Чиновник вскочил со стула, стал отнекиваться и возмущаться и даже ушел из кабинета. Однако через пять минут появился и, подойдя ко мне, сказал слащаво:
- Аи эм сорри, экскьюз ми.
- Считаю инцидент исчерпанным.
Так окончился единственный неприятный случай, происшедший за время моих военных плаваний в порты США.
Отношения мои со стариком начальником таможни нисколько не испортились, наоборот, стали устойчивее. Он мог бы, защищая честь мундира, повести совсем другую линию, но оказался честным человеком.
Вообще я убеждался не раз: в Америке у нас много друзей, но есть и злобные враги. Приведу еще случай.
Перед отходом в рейс старший механик Копанев, докладывая мне о снабжении по машинной части, сказал:
- Мистер Каген совсем обнаглел. Сегодня он привез по моей заявке инструменты и кое-какиэ материалы. Стал смотреть - все старое, ржавое.
- Надо отказаться.
- Я отказался, а он говорит: “Берите, стармех, что привез, пока жив старый дурак Рузвельт. Обкрутил его вокруг пальца ваш Сталин. Помрет Рузвельт - и этого не будет. Вашему Советскому государству я давал бы только отбросы”. Ну и понес всякую брехню. Видно, ему наши победы поперек горла.
Я рассказал об эпизоде Леониду Алексеевичу Разину, председателю закупочной комиссии.
- Вы не первый, Многие капитаны докладывали об этом ретивом снабженце. Придется принять меры.
Как там происходило дальше, я не знаю, но мистер Каген больше не появлялся на советских судах.
В этом рейсе на пути к Владивостоку на нашем теплоходе произошло два события, о которых хочу рассказать.
Как-то перед одним из рейсов в США меня пригласил Георгий Афанасьевич Мезенцев.
- Сколько у тебя юнг?
- Семеро.
Обычно мы на судне держали пятерых учеников.
- И все же я попрошу, Константин Сергеевич, взять еще одного. Отец -партийный работник, погиб на фронте, мать умерла неделю назад. Мальчишке двенадцать лет. Обком просил передать в надежные руки.
- Что ж, Георгий Афанасьевич, место найдется.
На следующий день небольшого росточка мальчик вошел в мою каюту.
- Ученик Пименов прибыл в ваше распоряжение, - отчеканил он и вручил направление отдела кадров.

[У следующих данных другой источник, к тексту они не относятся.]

Issue #990, opened 2025-02-11
Users cannot resolve limits themselves.


nullfunc:
Problem: User can hit their project and/or provider limits but will not be able to resolve it themselves. From a technical stand point, the active deployment list is potentially different from the actual deployments. Users will need to see the active deployments list and take down projects to have room for new deployments.

Solution: Create a new or use an existing command with options to allow users to see their current active deployments and allow them to resolve limit issues themselves.

Addendum:
```defang deployments --active``` should show a flat list of active project deployments (i.e. active_deployments in userInfo) . Users can use this information to down projects which may no longer exist but mistakenly tracked as active.

jordanstephens:
`defang deployments` should show active deployments by default. Let's use a flag to show inactive deployments instead. `--all` maybe?

PR #1112, opened 2025-04-15
enable client side "defang deployment list --active"

nullfunc:
## Description

Add --active to "deployments list" so users can know what active projects they have deployed across all supported providers

Note: backend support to follow
## Linked Issues

#990 

## Checklist


src/protos/io/defang/v1/fabric.proto
```diff
@@ -80,7 +80,10 @@ service FabricController {
   rpc ListConfigs(ListConfigsRequest) returns (ListConfigsResponse) {
     option idempotency_level = NO_SIDE_EFFECTS;
   }; // no values
-
+  rpc GetActiveDeployments(ActiveDeploymentsRequest)
```
lionello, line 83: Why not add a param to `ListDeploymentsRequest`?

lionello (changes requested):

src/pkg/cli/activeDeployments.go
lionello, line 1: I feel this one has so much in common with the other that they should just be one and the same. The only difference is the sorting (which doesn't hurt) and the project column (which is actually useful in both case, since it makes it clear what project is being picked up).

lionello (changes requested):

src/cmd/cli/command/commands.go
```diff
@@ -984,13 +986,36 @@ var deploymentsListCmd = &cobra.Command{
...
-		projectName, err := loader.LoadProjectName(cmd.Context())
+		historyOnly, err := cmd.Flags().GetBool("history")
+		if err != nil {
+			return err
+		}
+
+		limit, err := cmd.Flags().GetUint32("limit")
+		if err != nil {
+			return err
+		}
```
lionello, line 997: I wouldn't bother; we don't do this anywhere else
```suggestion
		historyOnly, _ := cmd.Flags().GetBool("history")
		limit, _ := cmd.Flags().GetUint32("limit")
```

src/cmd/cli/command/commands.go
```diff
@@ -984,13 +986,36 @@ var deploymentsListCmd = &cobra.Command{
...
+
+		projectName, err := cmd.Flags().GetString("project-name")
```
lionello, line 999: I don't think you need to do this?

src/cmd/cli/command/commands.go
```diff
@@ -984,13 +986,36 @@ var deploymentsListCmd = &cobra.Command{
...
+		if historyOnly {
+			loader := configureLoader(cmd)
+			if projectName == "" {
+				projName, err := loader.LoadProjectName(cmd.Context())
+				if err != nil {
+					return err
+				}
+
+				projectName = projName
+			}
```
lionello, line 1013: why is this for the new command only?

lionello (changes requested):

src/cmd/cli/command/commands.go
nullfunc: will make it for both

src/cmd/cli/command/commands.go
```diff
@@ -270,6 +270,14 @@ func SetupCommands(ctx context.Context, version string) {
...
 
 	// Deployments Command
+	deploymentsListCmd.Flags().BoolP("all", "a", false, "all deployed projects")
+	deploymentsListCmd.Flags().Bool("history", false, "get the history of deployed project")
+	deploymentsListCmd.Flags().Uint32("limit", 0, "the maximum number of returned deployed projects, default: 0 (no limit)")
+	deploymentsListCmd.MarkFlagsMutuallyExclusive("all", "history")
+	deploymentsCmd.Flags().BoolP("all", "a", false, "all deployed projects")
+	deploymentsCmd.Flags().Bool("history", false, "get the history of deployed project")
+	deploymentsCmd.Flags().Uint32("limit", 0, "the maximum number of returned deployed projects, default: 0 (no limit)")
+	deploymentsCmd.MarkFlagsMutuallyExclusive("all", "history")
```
jordanstephens, line 280: I think there is too much complexity in these flags. If `all` is default `false` and `all` is mutually exclusive with `history`, shouldn't we be able to get rid of one of these? Perhaps no flag shows the history of the current project and `all` shows all projects?

If I take a step back, there are two questions to be answered here:
1. Give me a list of all of the previous deployments for this project.
2. Give me the list of active deployments for this project. In other words, tell me where this project is deployed. (The project may be deployed to multiple clouds. How does environments or modes fit into this?)

I know there is a fair bit of overlap in the data structure, but I wonder if conflating these two concepts is a recipe for misunderstanding the word "all" for example. Does it mean all projects, all clouds, all deployments, environments?

What do you think about creating two sub-commands?

1. `defang deployments` - (as it was) the historical log of deployments for the current project 
2. I am really tempted to solve the second question with `defang projects`, but I recognize the challenge in showing that a project is deployed to multiple clouds from this perspective. Maybe considering how the concept of "environments" fit into this could add some important context?

jordanstephens (commented):
Sorry to be a buzzkill, but lets talk about the UX a bit more

src/cmd/cli/command/commands.go
```diff
@@ -271,6 +271,12 @@ func SetupCommands(ctx context.Context, version string) {
 	RootCmd.AddCommand(deleteCmd)
 
 	// Deployments Command
+	deploymentsListCmd.Flags().BoolP("all", "a", false, "all deployed projects")
```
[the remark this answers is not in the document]
lionello: With `PersistentFlags` you should only have to declare it once

src/cmd/cli/command/commands.go
lionello: For reference, Vercel has `vercel list` (aka `vercel ls`) https://vercel.com/docs/cli/list that shows deployments for current project (or given project, I suppose) and `vercel project list` https://vercel.com/docs/cli/project that shows all projects.

I also agree that our user interface does not have to 1:1 our data model, so these are all tracked as "Deployment" in the backend, but the UI can be different for both cases.

jordanstephens: I wonder if adding a subcommand to `defang project[s]` is a better place to answer the question of "where is this project deployed?"

jordanstephens: vercel does not deploy to multiple clouds and so does not need to present the same information we do

nullfunc: After discussion we will implement as follows:
```
defang deployments        # show all deployments, all providers, all projects (eventually: all regions, all stacks)
defang deployments list   # show all deployments for one project (all providers/accounts/regions)
```

options for "all" and "limit" will not be used for now.

src/cmd/cli/command/commands.go
```diff
@@ -989,7 +981,7 @@ var deploymentsCmd = &cobra.Command{
 	Args:        cobra.NoArgs,
 	Short:       "List deployments",
```
jordanstephens, line 982: Let's update this description to something which indicates how this is different than `defang deployments list`.

src/cmd/cli/command/commands.go
```diff
@@ -1001,31 +993,14 @@ var deploymentsListCmd = &cobra.Command{
...
 	Deprecated:  "use 'deployments' instead",
```
jordanstephens: I don't think this is true anymore

src/cmd/cli/command/commands.go
```diff
@@ -981,13 +981,7 @@ var deploymentsCmd = &cobra.Command{
 	Args:        cobra.NoArgs,
 	Short:       "List deployments",
```
lionello, line 982:
```suggestion
	Short:       "List deployment history for a project",
```

lionello (approved):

Мальчик был смышлен и расторопен. Через три дня он знал весь экипаж и в лицо и по фамилии. Знал, где и кто живет, быстро приловчился к палубным работам, однако особого пристрастия к ним не обнаруживал. Захотел учиться поварскому искусству. Наш повар обрадовался мальчишке и сразу же посадил его чистить картошку. Мальчику задание не понравилось, и он снова отправился на палубу в боцманскую команду. Побывав в Америке и освоившись на теплоходе, юнга стал грубо относиться к товарищам и особенно к дневальной, пожилой болезненной женщине. Кажется, мы проходили Берингово море, когда она первый раз пришла жаловаться на Пименова.

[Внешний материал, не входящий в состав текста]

PR #1111, opened 2025-04-11
Improve error message shown when no network connection

commit111:
## Description

Display a more understandable error when a user tries to run Defang without an internet network connection.
- `Unable to connect to Defang; please check network settings and try again.`

## Linked Issues

Fixes #677 

## Checklist

- [ ] I have performed a self-review of my code
- [ ] I have added appropriate tests
- [ ] I have updated the Defang CLI docs and/or README to reflect my changes, if necessary

PR #1113, opened 2025-04-15
feat: CLI login with OpenAuth

lionello:
## Description

Use OpenAuth for access tokens, instead of the `/Token` gRPC call. This means the CLI no longer needs to know about GitHub OAuth client, because that's all handled by the OpenAuth server. We use our OpenAuth server (part of Portal) `/authorize` endpoint to get an "auth code", then use the `/token` endpoint to exchange that code for an access token.

- [x] How to support `--org=…`? Adding a `x-defang-orgid` header. 

## Checklist


jordanstephens (commented):
It seems like we are replacing github with our own auth provider and some things are not supported, but I'm missing a ton of context here. Would you mind updating the description to describe what we are changing, why we are changing it, which features will not survive the transition, and what we plan to do about it?

README.md
```diff
@@ -121,6 +121,7 @@ The Defang CLI recognizes the following environment variables:
 - `DEFANG_FABRIC` - The address of the Defang Fabric to use; defaults to `fabric-prod1.defang.dev`
 - `DEFANG_HIDE_HINTS` - If set to `true`, hides hints in the CLI output; defaults to `false`
 - `DEFANG_HIDE_UPDATE` - If set to `true`, hides the update notification; defaults to `false`
+- `DEFANG_ISSUER` - The OAuth2 issuer to use for authentication; defaults to `https://auth.defang.io`
```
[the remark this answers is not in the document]
lionello: Not really: the server has it hardcoded, no matter what the CLI says.

src/pkg/auth/client.go
```diff
@@ -0,0 +1,284 @@
...
+	Exchange(code string, redirectURI string, verifier string) (ExchangeSuccess, error)
+	/**
+	 * Refreshes the tokens if they have expired. This is used in an SPA app to maintain the
+	 * session, without logging the user out.
+	 */
+	Refresh(refresh string, opts ...RefreshOption) (RefreshSuccess, error)
+	/**
+	 * Verify the token in the incoming request.
+	 */
+	Verify(token string, opts ...VerifyOption) (VerifyResult, error)
```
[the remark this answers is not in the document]
lionello: This is the client interface from OpenAuth translated to Go. We don't actually use it.

src/pkg/auth/client.go
```diff
@@ -0,0 +1,284 @@
...
+ * Exchange the code for access and refresh tokens.
+ */
+func (c client) Exchange(code string, redirectURI string, verifier string) (ExchangeSuccess, error) {
+	body := url.Values{
+		"code":          {code},
+		"redirect_uri":  {redirectURI},
+		"grant_type":    {"authorization_code"},
+		"client_id":     {c.clientID},
+		"code_verifier": {verifier},
+		// "expires_in":   {"3600"}, TODO: not supported in OpenAuth
```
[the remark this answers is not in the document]
lionello: No: before, fabric would create a JWT with the requested expiry (defaults to 24h). Now this is issued by OpenAuth which doesn't allow customization, because the spec doesn't allow it. 
```suggestion
```

src/pkg/auth/client.go
```diff
@@ -0,0 +1,284 @@
...
+		return RefreshSuccess{}, err
+	}
+
+	return RefreshSuccess{
+		Tokens: &tokens,
+	}, nil
+}
+
+/*
+func (c client) Verify(token string, opts ...VerifyOption) (VerifyResult, error) {
```
lionello, line 243: The CLI doesn't have to verify the access token, because the server will.

src/pkg/cli/connect.go
```diff
@@ -35,37 +34,37 @@ func SplitTenantHost(cluster string) (types.TenantName, string) {
...
-			"no such host",
-			"connection reset by peer",
-			"unexpected EOF",
-		}
-		if slices.Contains(networkErrors, err.Error()) {
-			term.Fatal("Unable to connect to Defang; please check network settings and try again.")
-			term.Debug("Connection error details:", err)
-		} else {
-			term.Debug("Unable to validate tenant ID with server:", err)
-		}
```
lionello, line 61: @commit111 This never worked, because the error messages are never exact matches. `slices.Contains` checks whether the error string is contained in the array, but it has to be an exact match.

commit111: Okay. Perhaps I should revert it back to multiple strings.Contains() checks as I originally did [here](https://github.com/DefangLabs/defang/pull/1111/commits/49a6e1a65217d279420cd74f3f0521fdf45f3ade)? @nullfunc

src/pkg/auth/client.go
```diff
@@ -0,0 +1,284 @@
...
+
+	result, _ := url.Parse(c.issuer + "/authorize")
+	state := uuid.NewString()
+	values := url.Values{
+		"client_id":     {c.clientID},
+		"state":         {state},
+		"redirect_uri":  {redirectURI},
+		"response_type": {string(response)},
+		// "scope":        {"read:org user:email"}, // required for membership check; space-delimited
+		// "login":     {";TODO: from state file"},
```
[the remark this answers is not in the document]
lionello: yeah, we didn't support it before and don't support it now, but would be good to have

src/pkg/auth/client.go
```diff
@@ -0,0 +1,284 @@
...
+	}
+
+	result, _ := url.Parse(c.issuer + "/authorize")
+	state := uuid.NewString()
+	values := url.Values{
+		"client_id":     {c.clientID},
+		"state":         {state},
+		"redirect_uri":  {redirectURI},
+		"response_type": {string(response)},
+		// "scope":        {"read:org user:email"}, // required for membership check; space-delimited
```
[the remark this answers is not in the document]
lionello: scope in OpenAuth is untested

src/pkg/cli/connect.go
commit111: Nevermind. Lio explained his change, no need to further edit it

src/pkg/auth/pkce.go
```diff
@@ -0,0 +1,66 @@
...
+}
+
+func ValidatePKCE(
+	verifier string,
+	challenge string,
+	method Method,
+) bool {
+	generatedChallenge := generateChallenge(verifier, method)
+	// timing safe equals?
+	return generatedChallenge == challenge
```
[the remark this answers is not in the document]
lionello: comment was copied from OpenAuth

src/pkg/mcp/tools/deploy.go
```diff
@@ -53,13 +53,16 @@ func setupDeployTool(s *server.MCPServer, cluster string) {
...
+		if err != nil {
+			return mcp.NewToolResultErrorFromErr("Could not connect", err), nil
+		}
 
 		provider, err := cli.NewProvider(ctx, cliClient.ProviderDefang, client)
 		if err != nil {
 			term.Error("Failed to get new provider", "error", err)
 
-			return mcp.NewToolResultText(fmt.Sprintf("Failed to get new provider: %v", err)), nil
+			return mcp.NewToolResultErrorFromErr("Failed to get new provider", err), nil
```
lionello, line 65: @KevyVo did you know about `mcp.NewToolResultError` and `mcp.NewToolResultErrorFromErr`?

src/pkg/mcp/tools/login.go
```diff
@@ -22,10 +21,14 @@ func setupLoginTool(s *server.MCPServer, cluster string, gitHubClientId string)
 	term.Info("Adding login tool handler")
 	s.AddTool(loginTool, func(ctx context.Context, request mcp.CallToolRequest) (*mcp.CallToolResult, error) {
 		// Test token
-		client := cli.NewGrpcClient(ctx, cluster)
-		err := cli.InteractiveLogin(ctx, client, gitHubClientId, cluster, true)
```
lionello, line 26: @KevyVo Avoid bool args for public/exported functions, because they are not descriptive. Instead, I've made the function private (lowercase) and added two public functions with descriptive names for the true resp. false cases.

src/cmd/cli/command/commands.go
```diff
@@ -350,10 +352,6 @@ var RootCmd = &cobra.Command{
 			}
 		}
 
-		if isUpgradeCommand(cmd) {
```
lionello, line 353: @commit111 Instead of checking whether it's the upgrade command, and then do something, I moved that `hideUpdate = true` line to the actual `upgradeCmd`

src/pkg/mcp/tools/deploy.go
KevyVo: I did know about I used in another tool. I guess I missed it here. I will rescan all my tools again.

src/pkg/cli/login.go
```diff
@@ -68,8 +69,16 @@ func saveAccessToken(fabric, at string) error {
 	return nil
 }
 
-func InteractiveLogin(ctx context.Context, client client.FabricClient, gitHubClientId, fabric string, prompt bool) error {
-	at, err := githubAuthService.login(ctx, client, gitHubClientId, fabric, prompt)
+func InteractiveLogin(ctx context.Context, client client.FabricClient, fabric string) error {
+	return interactiveLogin(ctx, client, fabric, false)
+}
+
+func InteractiveLoginPrompt(ctx context.Context, client client.FabricClient, fabric string) error {
```
KevyVo, line 76: I see this the Public login function you made. 

At the time there a lot of code we were merging in a rush for MCP, so we were going to revisit this. I do agree this is cleaner.

src/pkg/mcp/tools/login.go
KevyVo: I see. Yeah I think I could handle it better in our live review. Since we were kind of rush, it was a todo to go back. 

I note this down for the future. Thanks for fixing.

src/pkg/auth/client.go
```diff
@@ -0,0 +1,249 @@
...
+	}
+	resp, err := http.PostForm(c.issuer+"/token", body)
+	if err != nil {
+		return RefreshSuccess{}, err
+	}
+	defer resp.Body.Close()
+
+	if resp.StatusCode != http.StatusOK {
+		return RefreshSuccess{}, errors.New("invalid refresh token")
+	}
```
jordanstephens, line 229: This feels like a greedy error message.

The server probably returns a very specific status code if the refresh token is truly invalid

Could we be more specific by handling non-OK status codes with something like this?

```suggestion
	if resp.StatusCode == http.StatusBadRequest {
		// not sure if HTTP 400 is the expected code, but seems reasonable
		return RefreshSuccess{}, errors.New("invalid refresh token")
	} else if resp.StatusCode != http.StatusOK {
		// a more generic error message here
		return RefreshSuccess{}, errors.new("failed to refresh access token" + resp.Status)
	}
```

src/pkg/auth/client.go
```diff
@@ -0,0 +1,249 @@
...
+
+	resp, err := http.PostForm(c.issuer+"/token", body)
+	if err != nil {
+		return ExchangeSuccess{}, err
+	}
+	defer resp.Body.Close()
+
+	if resp.StatusCode != http.StatusOK {
+		return ExchangeSuccess{}, errors.New("invalid authorization code: " + resp.Status)
+	}
```
jordanstephens, line 180: This feels like a greedy error message.

The server probably returns a very specific status code if the authorization code is truly invalid

Could we be more specific by handling non-OK status codes with something like this?

```suggestion
	if resp.StatusCode == http.StatusBadRequest {
		// not sure if HTTP 400 is the expected code, but seems reasonable
		return RefreshSuccess{}, errors.New("invalid authorization code")
	} else if resp.StatusCode != http.StatusOK {
		// a more generic error message here
		return RefreshSuccess{}, errors.new("failed to exchange authorization code for tokens" + resp.Status)
	}
```

src/pkg/auth/client.go
```diff
@@ -0,0 +1,249 @@
...
+func WithRefreshToken(refresh string) VerifyOption {
+	return func(vo *VerifyOptions) {
+		vo.refresh = refresh
+	}
+}
+
+type Tokens struct {
+	AccessToken  string `json:"access_token"`
+	RefreshToken string `json:"refresh_token"`
+	// ExpiresIn   int    `json:"expires_in"`
```
jordanstephens, line 82: I think I remember reading that `ExpiresIn` would never be supported. If that's true, can we remove this line? If I'm wrong, maybe we can add a comment to describe our intentions?

src/pkg/auth/client.go
```diff
@@ -0,0 +1,249 @@
...
+	for _, o := range opts {
+		o(&rs)
+	}
+	if rs.access != "" {
+		var claims jwt.RegisteredClaims
+		_, _, err := new(jwt.Parser).ParseUnverified(rs.access, &claims)
+		if err != nil {
+			return RefreshSuccess{}, errors.New("invalid access token")
+		}
+		// allow 30s window for expiration
```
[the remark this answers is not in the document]
lionello: It's a comment from OpenAuth. I'm guessing it's based on the expectation that whatever the access token is about to be used for will last ≤30s so it needs this skew.

src/pkg/auth/client.go
lionello: It *should* be supported, but only for the response (not the request). OpenAuth has a PR open for it.

jordanstephens: Can we link to that PR?

src/pkg/auth/client.go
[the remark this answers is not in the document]
jordanstephens: That's what I'm trying to undestand. Is there a subtle timing challenge here that this is protecting us from, or are we just being proactive? My understanding is that if an access token is expired when it is used, it will be refreshed at that time. So if we want to be proactive and refresh tokens that will expire in 30s, why not refresh tokens that will expire in 1m or 5m? What's special about 30s?

src/pkg/auth/client.go
lionello: https://github.com/toolbeam/openauth/pull/187

lionello, line 82:
```suggestion
	// ExpiresIn   int    `json:"expires_in"` TODO: uncomment once we deploy https://github.com/toolbeam/openauth/pull/187
```

src/pkg/auth/interceptor.go
```diff
@@ -7,18 +7,22 @@ import (
...
-	return &authInterceptor{"Bearer " + strings.TrimSpace(token)}
+func NewAuthInterceptor(token, orgID string) connect.Interceptor {
+	return &authInterceptor{"Bearer " + strings.TrimSpace(token), orgID}
 }
 
 func (a *authInterceptor) WrapUnary(next connect.UnaryFunc) connect.UnaryFunc {
 	return func(ctx context.Context, req connect.AnyRequest) (connect.AnyResponse, error) {
 		req.Header().Set("authorization", a.authorization)
 		req.Header().Set("content-type", "application/grpc") // same as the gRPC client
+		req.Header().Set(XDefangOrgID, a.orgID)
```
raphaeltm, line 25: @lionello is the idea to use this with the current GH org stuff? If so, should the header name reflect that? If so *and* we expect it will be used with longer-term internal org structure as well, then we need to plan around that transition for GH orgs to internal orgs.

src/pkg/auth/interceptor.go
```diff
@@ -7,18 +7,22 @@ import (
 	"github.com/bufbuild/connect-go"
 )
 
+const XDefangOrgID = "x-defang-orgid"
```
raphaeltm, line 10: Also, a small thing and doesn't really matter, but I came across something a while ago that mentioned RFC 6648 (which I just looked up) recommending against using `X-` prefix.

src/pkg/auth/client.go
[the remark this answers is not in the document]
lionello: That's exactly what it's doing: only refreshing when the AT is less than 30s validity.

src/pkg/auth/client.go
lionello: It's not using HTTP status codes, but `error` in the JSON. Will updated.

src/pkg/auth/client.go
lionello: Now parsing error JSON

src/pkg/auth/interceptor.go
lionello: I don't know yet. Haven't thought about what our own team/member management would look like.

src/pkg/auth/client.go
jordanstephens: This has not been resolved. I will still see an error message that says "invalid authorization code:" if the server returns HTTP 5xx.

src/pkg/auth/client.go
jordanstephens: This has not been resolved. I will still see an error message that says "invalid refresh token:" if the server returns HTTP 5xx.

jordanstephens (changes requested):

src/pkg/auth/client.go
lionello: Done

src/pkg/auth/interceptor.go
lionello: Thanks for sharing! TIL. I'll leave this as-is because long-term we'll want to use `scope` for this and have it inside the token, not travel beside it.

src/pkg/auth/client.go
```diff
@@ -0,0 +1,282 @@
...
+
+	resp, err := http.PostForm(c.issuer+"/token", body)
+	if err != nil {
+		return nil, err
+	}
+	defer resp.Body.Close()
+
+	var tokens tokenResponse
+	if err := json.NewDecoder(resp.Body).Decode(&tokens); err != nil {
+		return nil, fmt.Errorf("%w: %w", ErrInvalidAuthorizationCode, err)
```
jordanstephens: I still think this is wrong. I do not think we should suggest to the user that their authorization code is invalid at this point—we don't anything about their authorization code in this case.

```suggestion
		return nil, fmt.Errorf("failed to parse exchange response: %w", err)
```

src/pkg/auth/client.go
```diff
@@ -0,0 +1,282 @@
...
+	}
+
+	if resp.StatusCode != http.StatusOK {
+		if tokens.OAuthError == nil {
+			return nil, ErrInvalidAuthorizationCode
```
jordanstephens: Same here
```suggestion
			return nil, errors.New("failed to exchange authorization code")
```

src/pkg/auth/client.go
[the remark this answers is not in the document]
lionello: There's an open PR for an "official" Go client. We can monitor how that goes: https://github.com/toolbeam/openauth/pull/251

src/pkg/auth/client.go
```diff
@@ -0,0 +1,282 @@
...
+	}
+	resp, err := http.PostForm(c.issuer+"/token", body)
+	if err != nil {
+		return nil, fmt.Errorf("failed to refresh token: %w", err)
+	}
+	defer resp.Body.Close()
+
+	var tokens tokenResponse
+	if err := json.NewDecoder(resp.Body).Decode(&tokens); err != nil {
+		return nil, fmt.Errorf("%w: %w", ErrInvalidRefreshToken, err)
```
jordanstephens:
```suggestion
		return nil, fmt.Errorf("failed to parse token response: %w", err)
```

src/pkg/auth/client.go
```diff
@@ -0,0 +1,282 @@
...
+	}
+
+	if resp.StatusCode != http.StatusOK {
+		if tokens.OAuthError == nil {
+			return nil, ErrInvalidRefreshToken
```
jordanstephens:
```suggestion
			return nil, errors.New("failed to refresh tokens")
```

jordanstephens (approved):
I don't want to hold you up any more, but a couple more error message suggestions inline

src/pkg/auth/client.go
jordanstephens: Looks like you took care of this 👍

- Ругается нецензурными словами, а ведь он мне во внуки годится, - говорила дневальная. - Нет больше моих сил выносить!
Вызвал Пименова. Он пришел подтянутый, печатая шаг, и отрапортовал:
- Ученик Пименов по вашему приказанию явился.
- Вот что, ученик Пименов, - строго сказал я. - Почему ругаешься в столовой? Дневальная жаловалась на тебя.
Мою небольшую лекцию на моральную тему Пименов слушал молча, не спуская с меня внимательных глаз.